At Keilor Views primary school in Melbourne’s western suburbs, teachers are always talking about “hitting the zone”.

“The zone of proximal development,” Helen Butler, the school’s assistant principal explains. “It’s the difference between what a student can and can’t do … the aim of every lesson is to hit the ZPD, to make sure every student is challenged.

“If it’s not working, we’re asking, ‘How do we go about hitting the zone for this kid?’”

By most measures, Keilor is a typical Australian public school. The socioeconomic background of its students is roughly standard, Naplan results are about the average and there is a growing cohort of students from a multicultural background.

But about 18 months ago Keilor began using the Evidence for Learning toolkit, a global database of education research that schools can use to introduce new teaching programs into the classroom.

The difference between it and the multitude of other education fads? The material is evidence-based and has plenty of research behind it.

These days, in classrooms and staff meetings, Kielor’s teachers and students are speaking and acting like education researchers.

“We started from the premise of simply looking at what works in the classroom,” Butler says. “For our teachers it’s about developing the capacity to identify the most effective research, employing it, and then evaluating it to make sure it has been working.”

The Evidence for Learning toolkit was introduced in Australia by the not-for-profit Social Ventures Australia (SVA), but was developed by the Education Endowment Foundation (EEF) in the UK. The foundation was set up in 2011 with a £125m grant from the British government and a brief to establish a research base to help schools make better-informed choices as new needs-based funding was rolled out.

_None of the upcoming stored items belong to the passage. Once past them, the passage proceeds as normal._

PR #358, opened 2021-01-15
handle type-casting for config, even when explicitly setting values using .set method

Azdaroth:
I had a pretty unfortunate issue when directly setting the config value for `heartbeat` without an explicit typecasting: `Hutch::Config.set(:heartbeat, ENV.fetch("HUTCH_HEARTBEAT", 30))` but the ENV var was obviously a string and it caused some failures when publishing messages. Since the type is explicitly declared on a config level, I believe the desired behaviour would be to handle type-casting inside `set` method as well.

### DIFF
--- a/lib/hutch/config.rb
+++ b/lib/hutch/config.rb
@@ -196,14 +196,7 @@ module Hutch
       env_keys_configured.each_with_object({}) {|attr, result|
         value = ENV[key_for(attr)]
 
-        case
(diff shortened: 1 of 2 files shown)


Azdaroth:
Hey, any news regarding this PR? Does it look like the desired behavior?

michaelklishin:
This looks reasonable, I need to take a look at the test failure.

michaelklishin (approved):

PR #360, opened 2021-03-02
add Datadog tracer

Azdaroth:
There is already a tracer for NewRelic. Having a tracer for Datadog as well sounds like a good idea then.


michaelklishin (approved):

michaelklishin:
Thank you!

PR #363, opened 2021-04-06
add 'literal' Sentry error handler and make it separate from legacy Raven

Azdaroth:
Turns out that Sentry as Raven is deprecated and is going to be replaced by literal Sentry, coming from `sentry-ruby` SDK. So I renamed the existing error handler to SentryRaven and added a new Sentry one.


michaelklishin (approved):

michaelklishin:
The only failure is on Ruby 2.3. Let's test on 2.4+, it is four years old already.

PR #6697, opened 2025-06-12
KubeArchive: fix always out of sync

rh-hemartin:
ArgoCD shows that KubeArchive is always out of sync because the DB secrets keeps being changed by the ExternalSecrets operator and needs to be reestablished to its original content. This is not the case, so we will ignore the differences from now on.

### DIFF
--- a/argo-cd-apps/base/member/infra-deployments/kubearchive/kubearchive.yaml
+++ b/argo-cd-apps/base/member/infra-deployments/kubearchive/kubearchive.yaml
@@ -49,6 +49,11 @@ spec:
         # not specifcy namespace
         namespace: product-kubearchive
         server: "{{server}}"
+      ignoreDifferences:
+        # Secret get modified by ExternalSecrets operator
+        - group: ""
+          kind: Secret
+          name: kubearchive-database-credentials
       syncPolicy:
         automated:
           prune: true


hugares:
> > Why is ArgoCD tracking the secret in the first place? We should only have ExternalSecret in ArgoCD and the ES will create the secret. Are you creating the secret in kubearchive manifest?
> 
> The problem is a secret named `kubearchive-database-credentials` is coming from the kubearchive manifest (https://github.com/kubearchive/kubearchive/releases/download/v1.0.1/kubearchive.yaml) but in this Konflux deployment, we want the secret to be created by ExternalSecret so all we have to do is delete this Secret using Kustomize.

here is what I suggest, instead of telling ArgoCD to ignore:
```
git diff
diff --git a/components/kubearchive/production/stone-prod-p02/kustomization.yaml b/components/kubearchive/production/stone-prod-p02/kustomization.yaml
index e6c20baf..8016cd83 100644
--- a/components/kubearchive/production/stone-prod-p02/kustomization.yaml
+++ b/components/kubearchive/production/stone-prod-p02/kustomization.yaml
@@ -183,3 +183,11 @@ patches:
       metadata:
         name: "kubearchive-operator-certificate"
         namespace: kubearchive
+  # We don't need this Secret as it will be create by an ExternalSecret
+  - patch: |-
+      $patch: delete
+      apiVersion: v1
+      kind: Secret
+      metadata:
+        name: kubearchive-database-credentials
+        namespace: kubearchive
```

hugares (approved):
/lgtm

It’s an issue Australia is now grappling with. After the federal government secured the passage of the Gonski 2.0 funding arrangement in June, the education minister, Simon Birmingham, established a review panel to look at how the extra money should be spent.

Its terms of reference ruled out revisiting funding calculations and instead focused on how to improve student outcomes and Australia’s national performance, as measured by national and international assessments of student achievement.

The panel, headed by David Gonski, is due to report its recommendations to the government next year.